Our final model also uses a Random Forest Classifier in alignment with the baseline model. The two additional features we added (monsterkills and minionkills) are both quantitative features, so we used StandardScaler Transformer to perform encodings of these two columns. In terms of tuning hyperparameters, the two hyperparameters we chose are: max depth and the number of estimators for the random forest classifier. We are testing max depth of 2 through 200, with each of 20 steps. For the number of estimators, we are testing from 2 to 100, with each of 10 steps. Using the technique of grid search to find the best hyperparameters, we found out that the best max depth is 22 and the best number of estimators is 42.
The accuracy score is now 0.9993, meaning our model is able to correctly predict 99.93% of our data. This score is super high! If we now take a look into the F-1 score, it is 99.84%, meaning both of our precision and recall are close to 1. We have achieved huge improvement in both evaluation metrics, and this improvement suggests that our adjustment to the model is effective in terms of prediction power.
Fairness Analysis
In this section, we are going to assess if our model is fair among different groups. The question we are trying to answer here is: “does my model perform worse for individuals who have monsterkills less than or equal to 100 than it does for individuals who have monster kills greater than 100?” To answer this question, we performed a permutation test and examined the result of the difference in accuracy between the two groups.
The group X represents the players who have monsterkills less than or equal to 100, and group Y represents those who have monster kills greater than 100. Our evaluation metric is accuracy, and the significance level is 0.05.
The followings are our hypothesis:
Null hypothesis: Our model is fair. Its accuracy for players who have less than or equal to 100 monsterkills is same as the accuracy for players who have greater than 100 monsterkills.
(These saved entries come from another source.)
PR #304, opened 2020-05-13
Handle JS values which JSON-stringify as undefined

### LINKED ISSUE #264: JSON serialization/deserialization to/from bytes doesn't handle undefined and 0 bytes
image

`JSON.stringify` can return undefined if called with things like `undefined` or `Symbol('mySymbol')`

This should result in 0 bytes (null) being the result of the algorithm. We can of course also just make it return an error and handle it elsewhere

deserialization should probably also assert that there is actually a non-zero length byte sequence

domenic:
Closes #264.

***
<a href="https://whatpr.org/infra/304.html" title="Last updated on May 13, 2020, 4:38 PM UTC (f478d10)">Preview</a> | <a href="https://whatpr.org/infra/304/a579d74...f478d10.html" title="Last updated on May 13, 2020, 4:38 PM UTC (f478d10)">Diff</a>

### DIFF
--- a/infra.bs
+++ b/infra.bs
@@ -1357,6 +1357,12 @@ steps:
   <p class=note>Since no additional arguments are passed to <a>%JSONStringify%</a>, the resulting
   string will have no whitespace inserted.
 
+ <li>
+  <p>If <var>jsonString</var> is undefined, then throw a {{TypeError}}.
+
+  <p class="note">This can happen if <var>value</var> does not have a JSON representation, e.g., if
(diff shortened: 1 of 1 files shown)


domenic:
https://w3c.github.io/reporting/ passes an Array, so is OK. https://w3c.github.io/webauthn/#clientdatajson-serialization passes a "temporary copy" of... a dictionary, I think?

Those are all the consumers I could find on Google search.

Issue #230, opened 2018-12-08
List/contains definition unclear


littledan:
From https://infra.spec.whatwg.org/#list-contain:

> A list contains an item if it appears in the list. We can also denote this by saying that, for a list list and an index index, "list[index] exists". 

I'm confused about a couple points here:
- Is the equality algorithm somehow implied by "appears", or is it described somewhere else?
- How does the second sentence relate to the first?

(Context: I'm wondering about how to use an Infra set for the `[[PlatformBrand]]` (https://github.com/heycam/webidl/issues/97), and possibly also for private method brands (https://github.com/tc39/proposal-decorators/issues/180). It looks like I'd use this `contains` algorithm to check membership, right?)

annevk:
See also #106. I think we mostly want object identity here, except for primitive data types. Most specifications already assume those semantics when it comes to equality.

I think the second sentence doesn't really relate to the first that much and probably needs to be reworded. Maybe something like:

> For a list _list_ and an index _index_, _list_[_index_] exists, if _index_ is not out-of-bound for _list_.

annevk:
(I'd expect `[[PlatformBrand]]` to be a set, but yeah, you'd use contains.)

littledan:
Can sets contain things like Records? I'm not sure if those are considered to have object identity.

So the second sentence was just an idependent definition of "exists"?

littledan:
2. Is "appears" interpreted to reference the local definition of "exists"? It's unclear to me how.

annevk:
No, I think it's meant as looping over the list, comparing the input item with the items that result from looping, and returning true if they're "equal". Anyway, I agree with you that this could use some refactoring.

domenic:
Some definitions in Infra are fairly vacuous. E.g. contains delegates to an undefined "appears in" concept, iterate to "on each item in order", append and prepend to "add". The intention is roughly "you already know what this vague concept is, but here's the exact word you can use and reference".

We could probably redefine "contains" in terms of equals and iterate, instead of "appears". But I'm not sure how far we should pursue such a program. The endpoint of making these definitions rigorous is basically axiomatic set theory.

PR #305, opened 2020-05-15
Give a name to byte and code point's underlying number

annevk:
This would be useful for https://github.com/whatwg/url/pull/518 and also clarifies isomorphic decode/encode a bit.

***
<a href="https://whatpr.org/infra/305.html" title="Last updated on May 18, 2020, 4:32 AM UTC (5aa6822)">Preview</a> | <a href="https://whatpr.org/infra/305/0aad1a9...5aa6822.html" title="Last updated on May 18, 2020, 4:32 AM UTC (5aa6822)">Diff</a>

### DIFF
--- a/infra.bs
+++ b/infra.bs
@@ -442,9 +442,9 @@ JavaScript <b>null</b> value. [[!ECMA-262]]
 
 <h3 id=bytes>Bytes</h3>
 
-<p>A <dfn export>byte</dfn> is a sequence of eight bits, represented as a double-digit hexadecimal
-number in the range 0x00 to 0xFF, inclusive. A <a>byte</a>'s <dfn for=byte>value</dfn> is its
-underlying number.
+<p>A <dfn export>byte</dfn> is a sequence of eight bits, represented as two
+<a>ASCII upper hex digits</a>, in the range 0x00 to 0xFF, inclusive. A <a>byte</a>'s
+<dfn for=byte>value</dfn> is its underlying number.
 
 <p class=example id=example-byte-value>0x40 is a <a>byte</a> whose <a for=byte>value</a> is 64.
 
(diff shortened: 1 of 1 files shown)


annevk:
We'd only have to do that in the return value, right? And that already has

> Return four bytes whose values

so it would only be matter of linking bytes and values.

I guess we could also say that a code point is always prefixed with U+... then and not typically.

domenic:
I see, so the variables named _byte1_ etc. would not actually be bytes, they'd be byte values? I guess that works.

> I guess we could also say that a code point is always prefixed with U+... then and not typically.

I've always found the idea that we allow 0x notation for code points weird. I haven't seen it in action but maybe it's done in MIME Sniff or Encoding.

annevk:
I hadn't looked in detail to Encoding before writing this, but looking at it now most of it seems to be written assuming this exists. 😊

I'll tidy up the language around code points as well though, to only allow them prefixed.

infra.bs
```diff
@@ -535,14 +538,17 @@ contains, in the range 0x61 (a) to 0x7A (z), inclusive, by 0x20.
...
+<a for="byte sequence">length</a> and whose <a>code points</a> have the same
+<a for="code point">values</a> as the <a for=byte>values</a> of <var>input</var>'s <a>bytes</a>, in
+the same order.
 
 
 <h3 id=code-points>Code points</h3>
 
 <p>A <dfn export lt="code point|character">code point</dfn> is a Unicode code point and is
-represented as a four-to-six digit hexadecimal number, typically prefixed with "U+".
+represented as "U+" followed by four-to-six <a>ASCII upper hex digits</a>, in the range U+0000 to
```
annevk, line 549: Is this too circular? Not really sure how else to do this.

aphillips: Maybe do it the other way around? Perhaps:

> A `code point` is a Unicode code point, whose `value` is an integer between 0 and 0x10FFFF inclusive and represented as the string `U+` followed by four to six `ASCII upper hex digits`.

annevk: I think that still has the same issue, as ASCII upper hex digits are defined using the U+ convention.

aphillips: Avoiding the circularity seems like it would lead to double-defining ASCII upper hex digits and reduce the overall clarity. I don't think people have a hard time with the U+ syntax so much as they have a difficult time with the difference between USVs/code points vs. code units (particularly the UTF-16 variety).

domenic: I don't think we can really avoid circularity in Infra without making it significantly more opaque. See previous discussions at https://github.com/whatwg/infra/issues/230#issuecomment-445774344

PR #310, opened 2020-06-01
Fix and symmetrize "less than" and "prefix"

### LINKED ISSUE #309: Byte sequences are "byte less than" their prefixes
Hi,

I noticed that the [byte less than](https://infra.spec.whatwg.org/#byte-less-than) operation on byte sequences produces unexpected results if one of the byte sequences [starts with](https://infra.spec.whatwg.org/#byte-sequence-starts-with) the other one (i.e. it has the other one as a prefix). For example, consider the byte sequences

_A_ = `` `Hello world` ``,
_B_ = `` `Hello` ``.

In determining whether or not _A_ is byte less than _B_, the algorithm proceeds as follows:

1. _B_ **does not** start with _A_, so move on to step 2.
2. _A_ **does** start with _B_ (`` `Hello world` `` starts with `` `Hello` ``), so return true.

This means that _A_ is byte less than _B_, or `` `Hello world` `` is byte less than `` `Hello` ``. This ordering is not consistent with the analogous ordering on code units, [code unit less than](https://infra.spec.whatwg.org/#code-unit-less-than). If we consider the corresponding strings

_sA_ = `"Hello world"`,
_sB_ = `"Hello"`,

we can see that _sB_ is a code unit prefix of _sA_, so _sA_ is **not** code unit less than _sB_ according to [the "code unit less than" algorithm](https://infra.spec.whatwg.org/#code-unit-less-than).

It seems to me that in [the "byte less than" algorithm](https://infra.spec.whatwg.org/#byte-less-than), the variables _a_ and _b_ should be swapped in step 1 and step 2. This would cause the algorithm to return false if _b_ is a "byte prefix" of _a_ (meaning that _a_ starts with _b_) and return true if _a_ is a "byte prefix" of _b_.

domenic:
We had a definition of (code unit) "prefix" for strings, but "starts
with" for byte sequences, which led to usage errors within the
corresponding "less than" algorithms.

This makes "prefix" the primary operation for both strings and byte
sequences, with dedicated `<dfn>`s for "starts with" for both. Then, it
fixes "less than" for byte sequences to use "prefix" instead of "starts
with", which makes the algorithm correct and closes #309.

Additionally, this fixes the code unit prefix algorithm to be correct
instead of backward. #259 accidentally made prefix behave like starts with, likely because it did not realize that we had different primary operations for strings vs. byte sequences.

@gabpiv, please take a look! Also let us know if you'd like to be acknowledged with a different name.

***

### :boom: Error: 400 Bad Request :boom: ###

Alternative hypothesis: Our model is unfair. Its accuracy for players who have less than or equal to 100 monsterkills is NOT same as the accuracy for players who have greater than 100 monsterkills.
Test statistics: difference in accuracy between individuals who have monsterkills less than or greater than 100.
After performing the permutation test, the result p-value we got is 0.896, which is larger than the 0.05 significance level. Consequently, we fail to reject the null hypothesis. This outcome implies that our model predicts players from both groups with statistically similar accuracy levels. Consequently, our model appears to be fair, exhibiting no discernible bias towards one group over the other based on the specified criteria.